Лестница кончилась, открылся узкий, прямой коридор. В конце коридора белела железная дверь, задраенная наглухо, как в самолете перед вылетом. Когда Бергов приблизился, звякнули невидимые запоры, и дверь бесшумно открылась, пропуская в большую, круглую комнату, посредине которой стоял такой же круглый стол. Бергов помедлил, оттягивая приятную для себя минуту, и перешагнул порог. Поднялся из-за стола дежурный санитар, вытянулся в струнку. Бергов кивнул и протянул руку:
– Журнал.
Санитар четко повернулся, из сейфа, стоящего у него за спиной, вытащил кожаную папку белого цвета. Подал ее Бергову. На папке – золотым тиснением по белому: «Журнал наблюдений за экспериментальным развитием общества». Папку Бергов не открыл, покачал ее на растопыренной ладони, словно взвешивал, положил на краешек стола. Спросил:
– Новости?
– Только что привезли пополнение. Идет прием.
– Открой. Я погляжу.
Сухо, как старый сучок, щелкнула кнопка, врезанная в середину стола, и половина круглой комнаты за спиной санитара плавно разъехалась. Полого спускающийся коридор уводил еще глубже под землю. Украдкой, чтобы санитар не заметил, Бергов облизнул пересохшие губы и пошел по этому коридору. Он всегда волновался, когда оказывался здесь, проникая в иную жизнь, резко отличающуюся от той, которая шла наверху. У него даже живчики дергались под коленями. Иная жизнь была спланирована и осуществлена самим Берговым. Его мысли, не выраженные даже на бумаге, неосязаемые, неощутимые, превращались в подземном пространстве в реальность. Голая теория, выношенная в долгих раздумьях, обретала зримые черты, и он торопился увидеть их.

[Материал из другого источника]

PR #200, opened 2021-03-10
third_party/Build.mk: sandbox elf2tab build by copying source

tjshep:
The bubblewrap workaround for elf2tab's checked-in Cargo.lock file
messing up offline builds does not work in a docker container.  So a
more straightforward workaround is to simply copy the source tree for
elf2tab out of third_party/ and into build/ where we can simply remove
the Cargo.lock file before calling cargo build.  With this change, it
should be possible to build in a suitable docker container (that
contains the necessary tool chains) by invoking 'make BWRAP='.

"make build localtests" did run to completion with exit status zero.

### DIFF
--- a/third_party/Build.mk
+++ b/third_party/Build.mk
@@ -30,8 +30,8 @@ third_party/build: build/cargo-host/release/elf2tab sandbox_setup
 third_party/build-signed: third_party/build
 
 .PHONY: third_party/check
-third_party/check: cargo_version_check sandbox_setup
-	cd third_party/elf2tab && \
+third_party/check: cargo_version_check sandbox_setup build/elf2tab
+	cd build/elf2tab && \
 		CARGO_TARGET_DIR="../../build/cargo-host" $(BWRAP) cargo check --release
 	cd third_party/libtock-rs && \
 		CARGO_TARGET_DIR="../../build/userspace/cargo" \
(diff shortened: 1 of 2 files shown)


third_party/Build.mk
```diff
@@ -70,5 +70,7 @@ third_party/localtests: cargo_version_check sandbox_setup
 
 .PHONY: build/cargo-host/release/elf2tab
 build/cargo-host/release/elf2tab: cargo_version_check sandbox_setup
-	cd third_party/elf2tab && \
+	cp -rp -t build third_party/elf2tab && \
```
jrvanwhy: Is `-t` needed here? `cp -pr third_party/elf2tab build` seems equivalent.

third_party/Build.mk
```diff
@@ -70,5 +70,7 @@ third_party/localtests: cargo_version_check sandbox_setup
...
+	rm -f build/elf2tab/Cargo.lock && \
```
jrvanwhy: Do we need to remove this? Shouldn't we remove it from `sandbox_setup` and `BWRAP` instead?

third_party/Build.mk
tjshep: Oh, just a different way, not needed.   Yes equivalent.    If we could go back in time, the destination directory target for cp should have always required the -t <destdir>  syntax.   I've been trying to teach myself to always do it the better way for many years but the old way is pretty well wired into my fingers.   So in interactive shells I still do it the old way, but when writing a shell script I try to remember to do it the new way.    Do you dislike the new way?

third_party/Build.mk
tjshep: in your sandbox_setup you made an empty file, which I would guess you probably needed because bwrap needs an actual file to map into the sandbox.   But simply removing the Cargo.lock file in third_party/elf2tab made the build work (except that the local git repository was now dirty).    If we remove it from sandbox_setup I expect bwrap will no longer solve the problem.    Oh, with this change I should clean up at least that part of sandbox_setup and remove the mapping from the bwrap command line?   Is that what you're suggesting?

third_party/Build.mk
jrvanwhy: Oh, I didn't realize that's a stylistic preference. It's fine with me as-is.

third_party/Build.mk
jrvanwhy: Yes, I am suggesting you remove `build/Cargo.lock/elf2tab` from `sandbox_setup` as well as the `bwrap` bind mount.

EDIT: I misread the code. We definitely need the `rm -f build/elf2tab/Cargo.lock` invocation. It shouldn't need `-f` though.

third_party/Build.mk
jrvanwhy: I'm not sure this will work correctly if we delete a file under `third_party/elf2tab` and then rebuild without cleaning first. Do we need a `rm -rf build/elf2tab` before the `cp` invocation?

tjshep: Yes.  Not likely to happen in a way that would break things, but indeed it could happen, so I've now added an rm -rf of build/ef2tab before it does a fresh copy.

third_party/Build.mk
tjshep: I cleaned up the build/Cargo.lock/elf2tab from the main Makefile now.    Leaving the BWRAP definition in there for now, still useful to make sure builds we do by hand don't depend on the network, and the use of BWRAP keeps builds we do by hand from sprinkling new Cargo.lock files in our source tree.

jrvanwhy (approved):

В коридоре, на узких деревянных лавках сидели голые парни и девушки. Они еще стыдились друг друга, пытались прикрыться и не смотрели по сторонам, все – в гладкий мраморный пол. Стыдливость новичков всегда забавляла Бергова. Глупые, думают, что это сейчас для них самое главное – стыдиться. Он не удержался и подошел к беленькой девчушке, сжавшейся в комочек. Стиснув до дрожи круглые колени, она так низко опустила голову, что едва не касалась их лицом. На узкой, выгнутой спине проступали бугорки позвонков. Бергов развел девчушкины руки, цепко ухватил за подбородок и выпрямил новенькую.
– Тебе что, холодно?
– Не-а… – Девчушка мотнула головой, и волосы на плечах шевельнулись. Сама она вздрагивала и плотнее стискивала колени. Боится, трясется от неизвестности. Ничего, скоро она от страха избавится, забудет, что такое страх.